Innanzitutto, ho imparato fin dove si può arrivare. L’ultimo incontro è stato scandito dalle parole di Juri che cercava in ogni modo di farci riflettere su quale fosse il bagaglio culturale e di esperienza che avremmo portato a casa a fine ciclo di incontri. A parer mio, il fulcro è che tutti possono cambiare, ma non tutti vogliono. Di conseguenza, il nostro compito è quello di far vedere ai detenuti che ci sono alternative, che c’è una seconda possibilità anche per loro, ma che dipenderà proprio da loro il coglierla o il continuare a vivere nell’irrimediabile antitesi tra la “società degli esclusi” e la “società di quelli che escludono”, cioè, a parer loro, noi.

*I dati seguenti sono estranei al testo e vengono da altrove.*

PR #439, opened 2019-04-29
[WIP] Add primary key to the extra_body_script hook arguments

russss:
This allows the row to be identified on row pages. The context here is that I want to access the row's data to plot it on a map.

Un carcere che funziona punisce perché deve, ma responsabilizza perché vuole. I detenuti, nella maggior parte dei casi, poi rientreranno in società, quindi è assolutamente necessario far capire loro che diritti e doveri vanno di pari passo e che, per partecipare a pieno titolo ad un determinato “gioco”, è fondamentale rispettarne le regole. Allo stesso modo, è necessario trovare chi queste regole sia disposto a insegnargliele, con pazienza e cercando di parlare “la loro lingua”, e poi trovare chi sia disposto a “giocare” con loro.

Fuor di metafora, è nostro compito tendere loro una mano, convincerci e far comprendere alla società civile che il carcere non è un posto dove parcheggiare gente scomoda, in attesa che ci si scordi di loro, perché tanto loro non saranno mai come noi. Il carcere è un male necessario, ma non sufficiente affinché i detenuti si ricordino di essere e si riconoscano uomini, con tutto ciò che questo comporta nei confronti di se stessi e degli altri.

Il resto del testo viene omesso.